Source data
- Opening Delimiter -

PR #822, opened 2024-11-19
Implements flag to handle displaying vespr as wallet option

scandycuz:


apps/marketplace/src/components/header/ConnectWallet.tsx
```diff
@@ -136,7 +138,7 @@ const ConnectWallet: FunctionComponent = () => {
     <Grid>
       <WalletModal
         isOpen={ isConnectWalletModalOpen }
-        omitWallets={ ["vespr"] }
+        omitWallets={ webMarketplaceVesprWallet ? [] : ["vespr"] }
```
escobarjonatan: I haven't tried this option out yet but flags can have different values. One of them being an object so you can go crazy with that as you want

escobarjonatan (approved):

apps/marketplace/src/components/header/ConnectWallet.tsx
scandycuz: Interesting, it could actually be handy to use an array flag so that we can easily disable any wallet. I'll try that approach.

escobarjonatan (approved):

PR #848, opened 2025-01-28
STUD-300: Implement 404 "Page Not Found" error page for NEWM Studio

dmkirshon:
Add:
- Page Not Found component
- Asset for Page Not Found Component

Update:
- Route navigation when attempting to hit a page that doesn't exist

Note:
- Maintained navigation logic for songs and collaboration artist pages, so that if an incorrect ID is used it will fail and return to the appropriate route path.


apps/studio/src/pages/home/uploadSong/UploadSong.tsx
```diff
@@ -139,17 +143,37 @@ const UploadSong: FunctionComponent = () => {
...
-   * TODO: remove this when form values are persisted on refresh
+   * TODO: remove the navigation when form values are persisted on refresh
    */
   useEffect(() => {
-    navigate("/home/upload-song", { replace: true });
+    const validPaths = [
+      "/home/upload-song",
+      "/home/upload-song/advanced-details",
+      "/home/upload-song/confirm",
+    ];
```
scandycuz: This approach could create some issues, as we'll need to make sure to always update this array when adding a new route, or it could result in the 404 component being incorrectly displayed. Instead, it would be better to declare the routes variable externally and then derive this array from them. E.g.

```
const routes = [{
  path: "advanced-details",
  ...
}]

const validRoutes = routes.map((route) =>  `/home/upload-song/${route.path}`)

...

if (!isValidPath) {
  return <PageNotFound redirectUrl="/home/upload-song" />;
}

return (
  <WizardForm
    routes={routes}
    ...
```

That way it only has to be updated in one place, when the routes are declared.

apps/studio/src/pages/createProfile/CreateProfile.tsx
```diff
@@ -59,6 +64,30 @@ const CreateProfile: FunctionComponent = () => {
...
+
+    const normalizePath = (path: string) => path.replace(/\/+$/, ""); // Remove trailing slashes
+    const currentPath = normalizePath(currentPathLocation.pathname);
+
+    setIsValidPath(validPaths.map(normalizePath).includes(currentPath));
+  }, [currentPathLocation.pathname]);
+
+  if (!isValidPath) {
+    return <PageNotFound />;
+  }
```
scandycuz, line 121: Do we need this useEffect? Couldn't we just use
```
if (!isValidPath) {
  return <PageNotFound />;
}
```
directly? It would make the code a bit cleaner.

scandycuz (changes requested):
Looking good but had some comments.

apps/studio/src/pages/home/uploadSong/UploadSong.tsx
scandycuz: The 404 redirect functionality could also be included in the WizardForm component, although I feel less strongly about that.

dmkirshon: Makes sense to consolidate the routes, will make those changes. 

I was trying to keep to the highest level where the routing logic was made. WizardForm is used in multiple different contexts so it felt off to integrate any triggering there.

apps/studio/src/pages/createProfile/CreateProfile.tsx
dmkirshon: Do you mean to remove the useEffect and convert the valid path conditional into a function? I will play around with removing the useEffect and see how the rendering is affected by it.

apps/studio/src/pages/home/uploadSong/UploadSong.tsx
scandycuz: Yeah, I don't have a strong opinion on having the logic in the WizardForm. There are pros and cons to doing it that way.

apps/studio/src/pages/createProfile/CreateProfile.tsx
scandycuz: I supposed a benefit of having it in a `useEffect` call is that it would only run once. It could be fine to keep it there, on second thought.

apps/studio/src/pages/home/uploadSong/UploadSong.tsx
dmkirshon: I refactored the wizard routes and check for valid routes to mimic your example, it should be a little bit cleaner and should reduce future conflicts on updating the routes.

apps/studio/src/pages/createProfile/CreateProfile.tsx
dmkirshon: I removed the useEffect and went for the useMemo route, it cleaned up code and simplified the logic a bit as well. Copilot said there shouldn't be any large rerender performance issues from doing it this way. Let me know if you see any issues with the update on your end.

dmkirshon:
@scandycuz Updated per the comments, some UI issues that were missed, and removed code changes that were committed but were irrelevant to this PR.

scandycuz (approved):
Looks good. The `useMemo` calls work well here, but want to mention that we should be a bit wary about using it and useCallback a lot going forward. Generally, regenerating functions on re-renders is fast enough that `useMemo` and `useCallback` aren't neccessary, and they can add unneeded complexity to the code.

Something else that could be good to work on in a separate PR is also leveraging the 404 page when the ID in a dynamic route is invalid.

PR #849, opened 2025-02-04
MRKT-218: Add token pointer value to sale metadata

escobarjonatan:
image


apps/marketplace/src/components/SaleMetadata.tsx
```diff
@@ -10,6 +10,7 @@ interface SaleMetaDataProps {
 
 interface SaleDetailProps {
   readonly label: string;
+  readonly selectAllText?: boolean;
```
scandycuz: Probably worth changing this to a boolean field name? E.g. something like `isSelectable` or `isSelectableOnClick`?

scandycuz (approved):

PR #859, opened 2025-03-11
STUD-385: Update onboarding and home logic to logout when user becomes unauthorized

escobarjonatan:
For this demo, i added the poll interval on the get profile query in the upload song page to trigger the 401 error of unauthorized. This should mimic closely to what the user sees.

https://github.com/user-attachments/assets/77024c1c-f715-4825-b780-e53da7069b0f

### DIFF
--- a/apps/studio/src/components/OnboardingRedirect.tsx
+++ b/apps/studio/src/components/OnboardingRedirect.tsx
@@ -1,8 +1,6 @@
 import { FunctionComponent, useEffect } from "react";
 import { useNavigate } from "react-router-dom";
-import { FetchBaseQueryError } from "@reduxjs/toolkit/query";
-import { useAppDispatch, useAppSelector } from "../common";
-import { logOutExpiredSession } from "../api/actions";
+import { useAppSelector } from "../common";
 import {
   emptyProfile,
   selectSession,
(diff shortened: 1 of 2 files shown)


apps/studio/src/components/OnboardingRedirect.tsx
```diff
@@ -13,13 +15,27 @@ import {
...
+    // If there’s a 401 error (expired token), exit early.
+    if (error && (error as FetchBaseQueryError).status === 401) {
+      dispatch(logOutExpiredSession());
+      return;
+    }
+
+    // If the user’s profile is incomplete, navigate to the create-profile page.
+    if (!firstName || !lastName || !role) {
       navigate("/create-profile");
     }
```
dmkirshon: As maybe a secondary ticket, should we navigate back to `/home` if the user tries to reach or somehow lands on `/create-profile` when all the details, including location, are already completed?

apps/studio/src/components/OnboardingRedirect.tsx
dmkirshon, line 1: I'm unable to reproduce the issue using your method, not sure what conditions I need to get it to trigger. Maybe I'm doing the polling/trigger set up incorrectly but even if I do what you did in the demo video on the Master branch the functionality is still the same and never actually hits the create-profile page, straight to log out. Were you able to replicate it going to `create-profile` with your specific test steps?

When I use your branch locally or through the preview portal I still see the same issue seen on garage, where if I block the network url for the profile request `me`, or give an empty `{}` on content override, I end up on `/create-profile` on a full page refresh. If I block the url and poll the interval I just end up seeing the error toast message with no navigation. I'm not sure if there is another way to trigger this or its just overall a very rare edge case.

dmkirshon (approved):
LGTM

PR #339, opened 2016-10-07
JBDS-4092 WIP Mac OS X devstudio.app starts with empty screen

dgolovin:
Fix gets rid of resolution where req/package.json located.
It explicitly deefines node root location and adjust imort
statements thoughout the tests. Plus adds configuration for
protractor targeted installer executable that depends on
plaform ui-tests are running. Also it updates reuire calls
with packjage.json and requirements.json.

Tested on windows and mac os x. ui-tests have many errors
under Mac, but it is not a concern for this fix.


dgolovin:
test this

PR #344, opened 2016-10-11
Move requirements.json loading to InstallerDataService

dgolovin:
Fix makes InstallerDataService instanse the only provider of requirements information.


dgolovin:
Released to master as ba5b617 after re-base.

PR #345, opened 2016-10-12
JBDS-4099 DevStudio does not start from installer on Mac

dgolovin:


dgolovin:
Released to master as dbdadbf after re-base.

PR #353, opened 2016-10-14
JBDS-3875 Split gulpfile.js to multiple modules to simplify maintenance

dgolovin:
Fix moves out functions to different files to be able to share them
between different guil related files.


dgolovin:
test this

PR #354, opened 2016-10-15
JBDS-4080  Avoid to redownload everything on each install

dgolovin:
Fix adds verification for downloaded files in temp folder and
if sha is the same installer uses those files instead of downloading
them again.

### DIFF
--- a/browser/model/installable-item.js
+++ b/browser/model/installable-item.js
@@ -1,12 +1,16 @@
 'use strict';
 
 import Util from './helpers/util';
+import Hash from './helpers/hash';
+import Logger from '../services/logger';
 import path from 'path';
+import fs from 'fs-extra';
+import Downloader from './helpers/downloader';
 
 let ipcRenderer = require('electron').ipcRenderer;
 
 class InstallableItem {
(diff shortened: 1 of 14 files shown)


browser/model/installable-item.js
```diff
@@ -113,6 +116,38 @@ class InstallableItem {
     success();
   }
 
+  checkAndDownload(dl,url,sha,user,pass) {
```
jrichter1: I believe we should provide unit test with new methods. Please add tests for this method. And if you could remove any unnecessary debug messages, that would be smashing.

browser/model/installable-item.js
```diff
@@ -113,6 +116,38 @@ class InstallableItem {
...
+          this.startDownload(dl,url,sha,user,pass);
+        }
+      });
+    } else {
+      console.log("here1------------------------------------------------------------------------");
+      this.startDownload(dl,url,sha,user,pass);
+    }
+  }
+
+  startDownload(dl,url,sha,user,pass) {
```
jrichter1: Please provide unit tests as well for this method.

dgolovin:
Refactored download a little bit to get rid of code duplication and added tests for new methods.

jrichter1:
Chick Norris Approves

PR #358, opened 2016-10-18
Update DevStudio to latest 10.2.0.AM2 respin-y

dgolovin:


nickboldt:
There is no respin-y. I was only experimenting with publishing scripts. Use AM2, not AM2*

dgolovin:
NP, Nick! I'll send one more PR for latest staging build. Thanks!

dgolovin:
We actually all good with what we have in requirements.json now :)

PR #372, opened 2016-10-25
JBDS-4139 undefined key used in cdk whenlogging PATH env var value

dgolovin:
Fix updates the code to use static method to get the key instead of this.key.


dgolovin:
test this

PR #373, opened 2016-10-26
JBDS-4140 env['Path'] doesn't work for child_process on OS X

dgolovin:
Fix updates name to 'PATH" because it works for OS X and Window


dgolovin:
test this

- Closing Delimiter -

# Task brief
Of the records above, copy each line that includes "shown".

# Result
(diff shortened: 1 of 2 files shown)
(diff shortened: 1 of 14 files shown)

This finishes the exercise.